Andy McGovern: At a basic level, all decisions that Bing makes about what to show its users are made using probabilities, based on aggregated feedback from past users, and also based on results from trained evaluators. But it really comes down to an ordering problem. Think of each result on the SERP, whether it’s a web result or an Answer or something else, as occupying a slot on the page, from 1 to N. Our job is to fill those slots with the best results in the best order.
Eric Enge: 5. Do you leverage aggregated historical user interaction data to refine how these probabilities are assessed? Or how does aggregated historical data play a role in the overall process?
Andy McGovern: Yes, we do. Past users’ queries and clicks, used in an aggregated, anonymized way, help teach the Bing engine which results it should show, and in which order, for future queries. This happens primarily by using these queries as training data for our machine learning models, which are then used to classify queries and rank the results that shows on the page.
Eric Enge: 6. What role does personalization play in the overall process? What other factors come into play? Factors like the searcher’s location and language, for example.

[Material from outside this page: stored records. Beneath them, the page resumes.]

Issue #203, opened 2021-06-01
Max. Number of Clients check for ClientLN assignment of Reports


BurTah00:
Hi,
In a training with colleagues from US & LA, we discussed this feature.

From SCL it is clear to get the info for maximum number of clients for Client LN assignment to a report control block instance.
OpenSCD should only allow up to this number for client LN assignment of an RCB, not more.

Thanks!

JakobVogelsang:
This is very true and will come with other functional validation in the IED section. How urgent is this issue? We plan to add this Aug/Sep.

BurTah00:
no so high priority. Just to verify that it'll be implemented.

ca-d:
> no so high priority. Just to verify that it'll be implemented.

@JakobVogelsang added this last week, the feature is part of the current version 🎉 .

PR #270, opened 2021-07-27
feat(communicationmapping): move to ied-editor

### LINKED ISSUE #225: Move schema validator to plugin
Move schema validator to plugin of a `validator` kind.

### LINKED ISSUE #260: Move communication mapping to ied-editor

JakobVogelsang:
Closes #260 #203


src/zeroline/substation-editor.ts
```diff
@@ -125,7 +125,7 @@ export class SubstationEditor extends LitElement {
         ${this.renderHeader()}
```
ca-d, line 125: Since we support multiple `Substation` sections now, the header could probably use a `move` button.

ca-d (changes requested):
A move Substation button is the only thing that's obviously missing, UX feedback will be forthcoming as soon as I've done manual testing.

src/zeroline/bay-editor.ts
```diff
@@ -129,7 +129,7 @@ export class BayEditor extends LitElement {
       <div>
         ${until(
```
ca-d, line 130: Do you think it would be worth trying this synchronously again now that we have a faster algorithm for placing IEDs? If the performance is acceptable, this would remove the flickering when manually requesting Updates, e.g. in wizards.

ca-d:
The `ied-editor` doesn't appear clickable because of the following typo:

```css
 #container:hover > .icom {
 ```
 
 (should be `.icon` instead of `.icom`)

**Comment by ca-d** [comment]
I suggest we use two separate `mwc-icon-button`s in the `zeroline-pane` for connecting and disconnecting reports, in order to save a click and remove the "connect report" primary action from the "Communication Mapping" wizard.

Then we would have:
* One button in `zeroline-pane` for disconnecting any report (like it is now, but without the "connect" action)
* One button per `ied-editor` for disconnecting reports involving it (like it is now, but without the "connect" action)
* One button in `zeroline-pane` for connecting any two IEDs with reports (to be refactored into per-`ied-editor` buttons later)

**Comment by ca-d** [comment]
The `ied-editor` currently still displays the default text caret [cursor](https://developer.mozilla.org/en-US/docs/Web/CSS/cursor) and allows [user selection](https://developer.mozilla.org/en-US/docs/Web/CSS/user-select) of the icon text (developer_board).

File: test/integration/editors/triggered/CommunicationMappingPlugin.test.ts [hunk 3]
```diff
@@ -1,39 +1,32 @@
...
-      .then(str => new DOMParser().parseFromString(str, 'application/xml'));
-    element.doc = doc;
+    element = <ZerolinePane>parent.querySelector('zeroline-pane')!;
     await element.updateComplete;
   });
 
   describe('communication mapping wizard', () => {
     beforeEach(async () => {
-      await element.run();
+      await element.commmap.click();
```
ca-d, line 29: We don't actually need to `await` a `click()`, since it doesn't return a `Promise`.

test/unit/wizards/clientln.test.ts
```diff
@@ -0,0 +1,319 @@
...
+        expect(
+          doc.querySelector(
+            'IED[name="IED2"] ReportControl[name="ReportEmpty"] ClientLN'
+          )
+        )?.to.not.exist;
+        (<List>(
+          parent.wizardUI.dialog?.querySelector('#sourcelist')
+        )).items[1].click();
+        await parent.updateComplete;
+        await new Promise(resolve => setTimeout(resolve, 100)); // await animation
```
ca-d, line 186: Could we try to await something like `parent.wizardUI.updateComplete` and then `parent.wizardUI.dialog.updateComplete` instead of these timeouts? The more of these setTimeout promises we use, the longer the test suite takes, and I have some hope that the actual animation may be slightly (~20ms) quicker than we guess here. It's not a huge difference in the individual case, but here we have many timeouts, so it might add up to a significant fraction of a second.

test/unit/wizards/controlwithiedname.test.ts
```diff
@@ -0,0 +1,168 @@
...
+    )).click();
+    await parent.updateComplete;
+    expect(
+      doc.querySelector(
+        ':root > IED[name="IED2"] ExtREf[iedName="IED1"][ldInst="Disconnectors"][lnClass="XSWI"][doName="Pos"][daName="stVal"]'
+      )
+    ).to.not.exist;
+  });
+
+  it('updates selected ExtRefs in case intAddr is present', async () => {
```
ca-d, line 71: Again, great tests, but a few extra empty lines would help me in reading.

src/translations/en.ts
```diff
@@ -317,9 +318,9 @@ export const en = {
     nonewitems: 'no new IEDName elements to add',
     message: '{{updatenumber}} IEDName elements added to the project',
   },
-  commMap: {
+  commmap: {
```
ca-d, line 321: Was there a particular reason to change this back to `commap`, or just taste?

src/translations/en.ts
```diff
@@ -317,9 +318,9 @@ export const en = {
     nonewitems: 'no new IEDName elements to add',
     message: '{{updatenumber}} IEDName elements added to the project',
   },
-  commMap: {
```
ca-d, line 320: Was there a particular reason to change this back to `commap`, or just taste?

src/wizards/commmap-wizards.ts
```diff
@@ -0,0 +1,141 @@
...
+              selector(cbTag, cbId)
+            );
+            const [_, sourceIED, controlBlock] = cbId.match(/^(.+)>>(.*)$/)!;
+
+            return html`<mwc-list-item
+              twoline
+              graphic="icon"
+              hasMeta
+              @click="${(evt: SingleSelectedEvent) => {
+                evt.target!.dispatchEvent(
```
ca-d, line 115: 😍  This is much more readable than the original from the plugin, great job!

test/unit/wizards/clientln.test.ts
JakobVogelsang: This was not really necessary after rewriting the tests. :)

src/translations/en.ts
JakobVogelsang: Just a taste. I found it strange to use an upper case letter in such a short word.

src/wizards/commmap-wizards.ts
JakobVogelsang: :)

JakobVogelsang:
> 
> 
> I suggest we use two separate `mwc-icon-button`s in the `zeroline-pane` for connecting and disconnecting reports, in order to save a click and remove the "connect report" primary action from the "Communication Mapping" wizard.
> 
> Then we would have:
> 
>     * One button in `zeroline-pane` for disconnecting any report (like it is now, but without the "connect" action)
> 
>     * One button per `ied-editor` for disconnecting reports involving it (like it is now, but without the "connect" action)
> 
>     * One button in `zeroline-pane` for connecting any two IEDs with reports (to be refactored into per-`ied-editor` buttons later)

Your suggestion sounds already very good. The only thing that I have saved is the disconnecting on the IED level. Access to it is the communication anyway, and the extra effort and complexity on IED level seemed to be too much for the benefits.

__snapshots__/clientln connection wizards.md
```diff
@@ -0,0 +1,98 @@
...
+          style="height:56px"
+          tabindex="0"
+          value="IED1"
+        >
+          IED1
+        </mwc-list-item>
+        <mwc-list-item
+          aria-disabled="false"
+          mwc-list-item=""
+          style="height:56px"
```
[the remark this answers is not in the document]
JakobVogelsang: This wizard is deleted now!

ca-d (approved):
LGTM 🥳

Andy McGovern: Personalization factors into the search experience in various ways that are more and less subtle, depending on the circumstance. Your past queries, current location, and other context might be taken into account in order to give you a good set of personalized results. One of my favorite examples is giving good results for ambiguous acronyms. If a user queries for “wdot”, it could refer to the Department of Transportation for Wisconsin, Wyoming, or Washington. There’s a good chance that your current location will play a role in our decision of which result to put on top for that query. If you search for “movies” or “weather” or “sushi restaurants”, then we will use your location to give you results near you. If you search in German, then you’ll get great German results for your query. And so on. We run lots of experiments on personalization, and we’re adding more and more personalized features over time.
Eric Enge: 7. In our call the other day, you described how this is done in an initial processing step, and then passed on to “downstream” components. Can you provide an example scenario that illustrates the concept?
Andy McGovern: I think you are referring to Answers, right? If so, I basically described this in previous responses above. “Downstream” refers to components that are invoked later chronologically in the Bing runtime stack. So in the “cute puppies” example, we first determine that the query has (implicit) intent for images and videos, and then we send the query to the Bing Image and Video and Web services to get the results, and then we make a decision on which content types are worth showing, and in which order. In the “cute puppies” case, when I just ran the search on Bing, I saw images, then a couple of web results, then videos, and then more web results.
About Andy McGovern
Andy McGovern is a Principal Program Manager at Microsoft working on Bing and Cortana. He has been in the Bing Relevance team for the past several years. Previous to that, he worked on various projects within Bing related to Local, Maps, Global Relevance, and Infrastructure. In his free time, he likes jogging, water activities, and volunteering in South America.